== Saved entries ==
* * * * *
PR #42, opened 2022-05-05
spi: Adds mock implementation for WriteIter

silvergasp:
Happy for a few runs at this as I'm relatively new to rust.

### DIFF
--- a/src/spi.rs
+++ b/src/spi.rs
@@ -193,11 +193,35 @@ impl spi::Transfer<u8> for Mock {
     }
 }
 
+impl spi::WriteIter<u8> for Mock {
+    type Error = MockError;
+
+    fn write_iter<WI>(&mut self, words: WI) -> Result<(), Self::Error>
+    where
+        WI: IntoIterator<Item = u8>,
+    {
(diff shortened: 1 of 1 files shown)


dbrgn (changes requested):
Thanks! I wonder if you could delegate to the regular `Write` implementation, similar to the way it was done with I2C here: https://github.com/dbrgn/embedded-hal-mock/pull/44

dbrgn:
@silvergasp are you interested in doing the suggested change, or should someone else take over your branch?

silvergasp:
Oh yeah sorry I missed this one, I'll take another pass at it

dbrgn:
@silvergasp friendly reminder 🙂 If you don't have time, just let me know.

dbrgn:
Hmm, I just pushed a version that calls self.write, but I realized that while it re-uses code, it makes error reporting worse (since error messages on missing expectation will mention `spi::write`, and not `spi::write_iter`). I'll undo that commit.

dbrgn (approved):
Thanks, I think this can now be merged!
* * * * *
== Assignment ==
The lines above that hold the word "silvergasp" are the ones to copy.

== Finished task ==
silvergasp:
@silvergasp are you interested in doing the suggested change, or should someone else take over your branch?
silvergasp:
@silvergasp friendly reminder 🙂 If you don't have time, just let me know.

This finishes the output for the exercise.